Saved data entries:
━━━━━━━━━━━━━━━━━━━━━━━━━━━━━━

PR #723, opened 2023-03-20
ST_ClusterDBSCAN memory leak

FaFre:
I believe I found a memory leak while reading some code. 
Please double check, my C is a bit rusty :)

### DIFF
--- a/postgis/lwgeom_window.c
+++ b/postgis/lwgeom_window.c
@@ -200,6 +200,7 @@ Datum ST_ClusterDBSCAN(PG_FUNCTION_ARGS)
 		}
 
 		lwfree(result_ids);
+		lwfree(is_in_cluster);
 		UF_destroy(uf);
 	}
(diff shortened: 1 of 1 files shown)


robe2:
@FaFre What made you think there is a memory leak here?

I think your change crashes the server, because at that point, is_in_cluster is already freed.

Take a look at https://github.com/postgis/postgis/blob/master/postgis/lwgeom_window.c#L182
To see what I mean.

Going to close this out. Feel free to reopen if I missed something.

FaFre:
I mean... it is only freed when there is an error (https://github.com/postgis/postgis/blob/master/postgis/lwgeom_window.c#L178). See also here: https://github.com/postgis/postgis/blob/a5c61af1a38eeb780290a3feafcb871aaa4e6197/liblwgeom/cunit/cu_geos_cluster.c#L293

━━━━━━━━━━━━━━━━━━━━━━━━━━━━━━

## [HOW TO COMPLETE THIS TASK]
Retype each record. Keep every character as it is.

## [RESULT FOR THIS TASK]
PR #723, opened 2023-03-20
ST_ClusterDBSCAN memory leak

FaFre:
I believe I found a memory leak while reading some code. 
Please double check, my C is a bit rusty :)

### DIFF
--- a/postgis/lwgeom_window.c
+++ b/postgis/lwgeom_window.c
@@ -200,6 +200,7 @@ Datum ST_ClusterDBSCAN(PG_FUNCTION_ARGS)
 		}
 
 		lwfree(result_ids);
+		lwfree(is_in_cluster);
 		UF_destroy(uf);
 	}
(diff shortened: 1 of 1 files shown)


robe2:
@FaFre What made you think there is a memory leak here?

I think your change crashes the server, because at that point, is_in_cluster is already freed.

Take a look at https://github.com/postgis/postgis/blob/master/postgis/lwgeom_window.c#L182
To see what I mean.

Going to close this out. Feel free to reopen if I missed something.

FaFre:
I mean... it is only freed when there is an error (https://github.com/postgis/postgis/blob/master/postgis/lwgeom_window.c#L178). See also here: https://github.com/postgis/postgis/blob/a5c61af1a38eeb780290a3feafcb871aaa4e6197/liblwgeom/cunit/cu_geos_cluster.c#L293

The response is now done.